她甚至不知道自己哪里来的勇气,想到半路偷跑这个主意,而且还是铁了心的要跑出去。
笑着摇摇头,苏桐啊苏桐,你还真的敢,连我自己都不相信你敢这么做,是不是太令我刮目相看了?
行李箱里装的都是她未嫁入唐家时穿的衣服,那些都是苏桐的标识。
夏奈尔当季最新款墨绿色双排扣大衣,市值多少不知,脱掉!
黑色高领羊绒衫听艾玛说是来自迪奥大师的精心设计,市值多少不知,也脱掉!
标志着LV的紧紧包裹着翘臀的黑底绿条纹短裙,还是脱掉!
最后那双能让普通人家生活很久的限量版及膝长靴,仍旧脱掉。
苏桐看着镜子里的人,柔顺的长发四散在嫩绿的短款羽绒上,磨白的渐变色牛仔裤下是一双棕色短靴,这才是苏桐应该有的样子。

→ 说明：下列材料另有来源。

PR #916, opened 2023-04-28
Make display detection more robust.

### LINKED ISSUE #906: `DISPLAY` environment variable race condition when checking GPU support
Reference build: https://build.osrfoundation.org/job/_test_ignition_gazebo-ci-gz-sim7-focal-amd64/1/ (Test job)

Log output: 

```
++++ echo 'GPU support needed by the script but DISPLAY var is empty'
GPU support needed by the script but DISPLAY var is empty
++++ sudo service lightdm restart
++++ export_display_variable
+++++ ls /tmp/.X11-unix/
+++++ sed -e 's@^X@:@'
++++ [[ '' == '' ]]
++++ echo 'Imposible to get DISPLAY variable. Check your system'
Imposible to get DISPLAY variable. Check your system
++++ exit 1
Build step 'Execute shell' marked build as failure
```

When debugging jobs in the new cloud linux agents. We faced an issue with the `DISPLAY` environment variable. It seems it's caused when we restart lightdm service using `sudo service lightdm restart` and then running `export_display_variable`.

In a conversation with @nuclearsandwich he mentioned that this issue could be because of a race condition in the lightdm restart scripts mainly because it needs to wait an extra few seconds for X11 to come up. This could make the first build of an agent fail sometimes.

Reference lines:
* [sudo sercive lightdm restart](https://github.com/gazebo-tooling/release-tools/blob/956ef284c52bd6261b46ac7c37f25071b663d70d/jenkins-scripts/lib/check_graphic_card.bash#L82)
* [export_display_variable](https://github.com/gazebo-tooling/release-tools/blob/956ef284c52bd6261b46ac7c37f25071b663d70d/jenkins-scripts/lib/check_graphic_card.bash#L84)

nuclearsandwich:
Attempting to improve the display detection for the Linux GPU agents to resolve #906.

### DIFF
--- a/jenkins-scripts/lib/check_graphic_card.bash
+++ b/jenkins-scripts/lib/check_graphic_card.bash
@@ -12,7 +12,7 @@ export_display_variable()
         # Strip the path and leading X from the X11 socket
         # but check that the resulting string is numeric and
         # non-empty before exporting.
-        DISPLAY=$(basename $i | sed -n -E 's:^X([0-9]+):\1:')
+        DISPLAY=$(basename $i | sed -n -E 's:^X([0-9]+):\1:p')
         if [ -n $DISPLAY ]; then
           export DISPLAY
         fi
--- a/jenkins-scripts/lib/check_graphic_card.bash
+++ b/jenkins-scripts/lib/check_graphic_card.bash
@@ -3,16 +3,19 @@ GRAPHIC_CARD_PKG=""
 
 export_display_variable()
 {
-    # Hack to found the current display (if available) two steps:
-    # Check for /tmp/.X11-unix/ socket and check if the process is running
-    for i in $(ls /tmp/.X11-unix/ | sed -e 's@^X@:@')
+    # Check for an active X11 display socket.
+    for i in $(find /tmp/.X11-unix -type s)
     do
-      # grep can fail so let's disable the fail or error during its call
-      set +e
-      ps aux | grep bin/X.*$i | grep -v grep
-      set -e
-      if [ $? -eq 0 ] ; then
-	export DISPLAY=$i
+      # If a process is running with the open socket then
+      # lsof will exit successfully.
+      if lsof -Fp $i ; then
+        # Strip the path and leading X from the X11 socket
+        # but check that the resulting string is numeric and
+        # non-empty before exporting.
+        DISPLAY=$(basename $i | sed -n -E 's:^X([0-9]+):\1:')
+        if [ -n $DISPLAY ]; then
+          export DISPLAY
+        fi
       fi
     done
 }
--- a/jenkins-scripts/lib/check_graphic_card.bash
+++ b/jenkins-scripts/lib/check_graphic_card.bash
@@ -13,7 +13,7 @@ export_display_variable()
         # but check that the resulting string is numeric and
         # non-empty before exporting.
         DISPLAY=:$(basename $i | sed -n -E 's/^X([0-9]+)/:\1/p')
-        if [ -n $DISPLAY ]; then
+        if [ -n "$DISPLAY" ]; then
           export DISPLAY
         fi
       fi
--- a/jenkins-scripts/lib/check_graphic_card.bash
+++ b/jenkins-scripts/lib/check_graphic_card.bash
@@ -83,6 +83,8 @@ if $GPU_SUPPORT_NEEDED; then
       echo "GPU support needed by the script but DISPLAY var is empty"
       # Try to restart lightdm. It should stop the script in the case of failure
       sudo service lightdm restart
+      # Wait for lightdm service to restart X11.
+      sleep 5
       # Second try to get display variable
       export_display_variable
       if [[ ${DISPLAY} == "" ]]; then
--- a/jenkins-scripts/lib/check_graphic_card.bash
+++ b/jenkins-scripts/lib/check_graphic_card.bash
@@ -82,7 +82,7 @@ if $GPU_SUPPORT_NEEDED; then
     if [[ ${DISPLAY} == "" ]]; then
       echo "GPU support needed by the script but DISPLAY var is empty"
       # Try to restart lightdm. It should stop the script in the case of failure
-      sudo service lightdm restart
+      sudo systemctl restart lightdm
       # Wait for lightdm service to restart X11.
       sleep 5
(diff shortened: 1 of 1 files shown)


jenkins-scripts/lib/check_graphic_card.bash
```diff
@@ -3,16 +3,19 @@ GRAPHIC_CARD_PKG=""
 
 export_display_variable()
 {
-    # Hack to found the current display (if available) two steps:
-    # Check for /tmp/.X11-unix/ socket and check if the process is running
-    for i in $(ls /tmp/.X11-unix/ | sed -e 's@^X@:@')
+    # Check for an active X11 display socket.
+    for i in $(find /tmp/.X11-unix -type s)
```
nuclearsandwich, line 7: Using `find` instead of `ls` makes it possible to print out specifically sockets within the directory rather than all files.

jenkins-scripts/lib/check_graphic_card.bash
```diff
@@ -3,16 +3,19 @@ GRAPHIC_CARD_PKG=""
...
     do
-      # grep can fail so let's disable the fail or error during its call
-      set +e
-      ps aux | grep bin/X.*$i | grep -v grep
-      set -e
-      if [ $? -eq 0 ] ; then
-	export DISPLAY=$i
+      # If a process is running with the open socket then
+      # lsof will exit successfully.
+      if lsof -Fp $i ; then
```
nuclearsandwich, line 11: With lsof we can "filter" socket files by whether or not an active process has each open rather than pattern matching all running processes to string match on a likely candidate.

Using it in the conditional directly also saves us having to bump around `set +e/-e`.

jenkins-scripts/lib/check_graphic_card.bash
```diff
@@ -3,16 +3,19 @@ GRAPHIC_CARD_PKG=""
...
+        # Strip the path and leading X from the X11 socket
+        # but check that the resulting string is numeric and
+        # non-empty before exporting.
+        DISPLAY=:$(basename $i | sed -n -E 's/^X([0-9]+)/:\1/p')
```
nuclearsandwich, line 15: `$i` is no longer just the value of the `DISPLAY` variable so once confirming a likely active X11 server we need to get the value of `DISPLAY` for export. Compared with the prior substitution this one suppresses values that do not match `X[0-9]+`.

nuclearsandwich, line 15: I used `/` for the separator but if `@` is the preferred house style I can switch
```suggestion
        DISPLAY=:$(basename $i | sed -n -E 's@^X([0-9]+)@:\1@p')
```

jenkins-scripts/lib/check_graphic_card.bash
```diff
@@ -3,16 +3,19 @@ GRAPHIC_CARD_PKG=""
...
+        if [ -n $DISPLAY ]; then
+          export DISPLAY
+        fi
```
nuclearsandwich, line 18: Since the variable value could be empty, but an earlier socket file may have set a `DISPLAY`, only export the current value if it is not empty.

jenkins-scripts/lib/check_graphic_card.bash
```diff
@@ -80,6 +83,8 @@ if $GPU_SUPPORT_NEEDED; then
       echo "GPU support needed by the script but DISPLAY var is empty"
       # Try to restart lightdm. It should stop the script in the case of failure
       sudo service lightdm restart
+      # Wait for lightdm service to restart X11.
+      sleep 5
```
nuclearsandwich, line 87: 5 seconds is possibly way too long, but if this does not work as expected we likely need a different hypothesis.

jenkins-scripts/lib/check_graphic_card.bash
j-rivero: `/` is perfectly fine.

jenkins-scripts/lib/check_graphic_card.bash
```diff
@@ -80,6 +83,8 @@ if $GPU_SUPPORT_NEEDED; then
       echo "GPU support needed by the script but DISPLAY var is empty"
       # Try to restart lightdm. It should stop the script in the case of failure
       sudo service lightdm restart
```
j-rivero, line 85: Not sure if the systemd wrapper around `service` is still in place. We probably want to change it to use `systemctl`.

jenkins-scripts/lib/check_graphic_card.bash
nuclearsandwich: Yeah I'm not certain that the watching lightdm activation / status would be sufficient to resolve the race since I don't know if lightdm uses systemd's notification API for actually declaring readiness or if it's a simple/exec type service which is considered active as soon as the process runs https://www.freedesktop.org/software/systemd/man/systemd.service.html in which case we'd still need to wait ourselves for X11 to start.

jenkins-scripts/lib/check_graphic_card.bash
```diff
@@ -3,16 +3,19 @@ GRAPHIC_CARD_PKG=""
...
-      if [ $? -eq 0 ] ; then
-	export DISPLAY=$i
+      # If a process is running with the open socket then
+      # lsof will exit successfully.
+      if lsof -Fp $i ; then
+        # Strip the path and leading X from the X11 socket
+        # but check that the resulting string is numeric and
+        # non-empty before exporting.
+        DISPLAY=:$(basename $i | sed -n -E 's/^X([0-9]+)/:\1/p')
+        if [ -n $DISPLAY ]; then
```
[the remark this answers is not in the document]
nuclearsandwich: Good catch, I added quotes in 73ba462fc9db3fb183ec03e384300f49ee6159a8 I prefer POSIX compatible shell to Bash-isms where possible, although since this is an explicitly bash script I don't mind being overridden on this point.

jenkins-scripts/lib/check_graphic_card.bash
nuclearsandwich: I believe that it is, tested empirically, and I left this as is in order to retain support for past systems. But realistically our infra won't run on non-systemd-based hosts so there is no reason not to make the change which is in a2ff47eae866187254f91936e9a70b8005377029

挑开那个唐家拎出来的包包和行李箱,抓过自己的背包将换洗衣物塞进去。最后拿过一顶白色的兔毛帽罩在头上,在镜子里比了个V。
“唐先生,这个价实在是,太低了。”
唐氏总部大楼会议室内,安澜成狐狸眼里都是牵强的笑。
“唐先生,‘安游’虽然存在着某些问题,但是实力还是在的。”坐在安澜成手边的高挑女子站起身,慢慢走到主座人的身侧,弯腰看他,眼里写着聪明人显而易见的某些东西。
“实力在不在,等我们接手后评估公司做了评估才能知晓。”大岛川秀冷眼望着那不断靠近主位人肩膀的女子。
凤目微扫过大岛川秀,然后望着神色西装始终不说话的人。一只纤长的小手攀上他银白的领带,又渐渐向上的趋势。